Link to relevant study record(s)

Description of key information

The substance is chronically not toxic to aquatic invertebrates.

Key value for chemical safety assessment

Fresh water invertebrates

Fresh water invertebrates
Effect concentration:
4.7 mg/L

Additional information

The long-term toxicity to aquatic invertebrates was investigated in a GLP study according to OECD 211 using Daphnia magna test species (BASF SE 2013; report no. 51E0117/10E132). The test concentrations were analytically determined. Reproduction was the most sensitive endpoint. The 21 -d NOEC was 3.2 mg/L, the EC10 was 4.7 mg/L (nominal).
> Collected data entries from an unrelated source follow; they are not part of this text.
PR #1452, opened 2018-05-10
Correct some typos and omissions in host organism test data

jseager7:
It's only test data, but there was a typo on 'tobacco', and GitHub pointed out that _Rattus rattus_ was missing a common name.

@kimrutherford I'm not sure if the common name needs to be one word, whether you'd like it quoted, or whether it even needs to be there. Feel free to make any necessary changes.


kimrutherford:
Thanks!

ValWood:
Common name might be useful to keep for the curator maintaining the file,   but might be better as a comment, or optonal...
It might be desirable for display in some instances (although could  be looked up?)

Issue #1403, opened 2018-04-18
Show host and pathogen genes separately when editing genotypes


kimrutherford:
In pathogen/host mode, when there are host genes, a second gene table containing the host genes should appear on the genotype management/edit page.  This list shouldn't appear until the user selects which host organism they are interested in.

kimrutherford:
I've made some progress on this.  I initially thought it would be a good task for @jseager7 and @barnabynorman.  I had a look at the code and it wasn't great.  While improving it I've added some support for having a separate list of genes for pathogen and host.

I've removed some of: root/curs/genotype_manage.mhtml and its controller, GenotypeManageCtrl
and moved things into two new directives: genotype-genes-panel and genotype-gene-list

kimrutherford:
When I attempted to demonstrate this to James and Barnaby a week ago I hit a bug.  I've now fixed that so it works like the screenshots below.  If there is more than one pathogen gene it will show a dropdown for pathogens too.  At the moment the host drop-down doesn't show hosts that have no genes.

![host_path_genotype_gene_split_1](https://user-images.githubusercontent.com/90474/39741950-df5487b8-52ef-11e8-8038-20a99b80296e.png)
![host_path_genotype_gene_split_2](https://user-images.githubusercontent.com/90474/39741952-e2e538a0-52ef-11e8-82b5-1928ff51a2af.png)

kimrutherford:
> At the moment the host drop-down doesn't show hosts that have no genes.

This can be fixed by using the new web service from #1448.

kimrutherford:
>  At the moment the host drop-down doesn't show hosts that have no genes.

I think this would be a good task for @jseager7 and @barnabynorman to have a go at.  It's relatively small and self contained so it's a good task for getting up to speed on the front-end code.

barnabynorman:
@kimrutherford I have added a service to get the organisms list, but it seems to respond with:
`{pathogen_or_host: "unknown",`
before the species list. Did I miss something in the request / is this an error?

kimrutherford:
> Did I miss something in the request / is this an error?

It will return "unknown" for all the organisms unless Canto is in pathogen-host mode.

You'll need to set `host_organism_taxonids` and add some organisms to the database.  There is now some documentation about that setting:
https://curation.pombase.org/pombe/docs/canto_admin/configuration_file#host_organism_taxonids

If you're getting "unknown" after setting `host_organism_taxonids` - that's a bug.

[...]

PR #1466, opened 2018-05-23
Document how pathogen organisms are determined

jseager7:
(References #1403)

Just adding an explanation of how every organism that isn't explicitly specified as a host is assumed to be a pathogen by Canto's configuration.

@kimrutherford I'm not sure if I'm right about this only happening "when `pathogen_host_mode` is enabled", so please amend the text if there's a more accurate explanation.


kimrutherford:
Thanks!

According to the Guidance on information requirements and chemical safety assessment Chapter R.10: Characterisation of dose [concentration]-response for environment "an EC10 for a long-term test which is obtained using an appropriate statistical method (usually regression analysis) will be used preferentially. [...] There has been a recommendation within OECD in 1996 to phase out the use of the NOEC, in particular as it can correspond to large and potentially biologically important magnitudes of effect. The advantage of regression method for the estimation of ECx is that information from the whole concentration-effect relationship is taken into account and that confidence intervals can be calculated. These methods result in an ECx, where x is a low effect percentile (e.g. 5-20%). It makes results from different experiments more comparable than NOECs." Therefore, the EC10 instead of the NOEC has been used to derive the classification and the relevant PNECs.

Based on the experimentally determined EC10 the substance is assessed to be chronically not toxic to aquatic invertebrates.